--- INSTRUCTIONS TO FOLLOW ---
Pull every line from the records that has the word "jreidinger" in it.

--- DATA TO EXAMINE ---
PR #1137, opened 2021-02-04
Added supported migration "openSUSE Leap 15.3" -> SLES

lslezak:
- https://bugzilla.suse.com/show_bug.cgi?id=1181773
- In Leap 15.3 the product has been renamed from `openSUSE` to `Leap` :scream: 
- I'll keep also the old openSUSE migration (just in case :smiley:)
- Manually tested by Luboš (https://bugzilla.suse.com/show_bug.cgi?id=1181773#c2)

### DIFF
--- a/library/packages/src/lib/y2packager/product_upgrade.rb
+++ b/library/packages/src/lib/y2packager/product_upgrade.rb
@@ -41,7 +41,10 @@ module Y2Packager
       # this one is used when openSUSE is not available, e.g. booting SLE medium
       # (moreover the openSUSE medium should contain only one product so that
       # product should be used unconditionally)
-      ["openSUSE"]                                                        => "SLES"
+      ["openSUSE"]                                                        => "SLES",
+      # (installed) openSUSE Leap => (available) SLES,
+      # same as above, in 15.3+ the product has been renamed from "openSUSE" to "Leap"
+      ["Leap"]                                                            => "SLES"
     }.freeze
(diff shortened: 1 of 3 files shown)


library/packages/src/lib/y2packager/product_upgrade.rb
```diff
@@ -41,7 +41,10 @@ class ProductUpgrade
       # this one is used when openSUSE is not available, e.g. booting SLE medium
       # (moreover the openSUSE medium should contain only one product so that
       # product should be used unconditionally)
-      ["openSUSE"]                                                        => "SLES"
+      ["openSUSE"]                                                        => "SLES",
+      # (installed) openSUSE Leap => (available) SLES,
+      # same as above, in 15.3+ the product has been renamed from "openSUSE" to "Leap"
+      ["Leap"]                                                            => "SLES"
```
jreidinger, line 47: don't we need also openSUSE => Leap?

lslezak: Good question... But as we got no bug reports I hope we do not need that. The upgrade is covered quite well in openQA...

lslezak: And this is mainly for the SCC migration, you cannot do Leap -> Leap upgrade via SCC...

jreidinger (approved):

--- EXERCISE ANSWER ---
jreidinger, line 47: don't we need also openSUSE => Leap?
jreidinger (approved):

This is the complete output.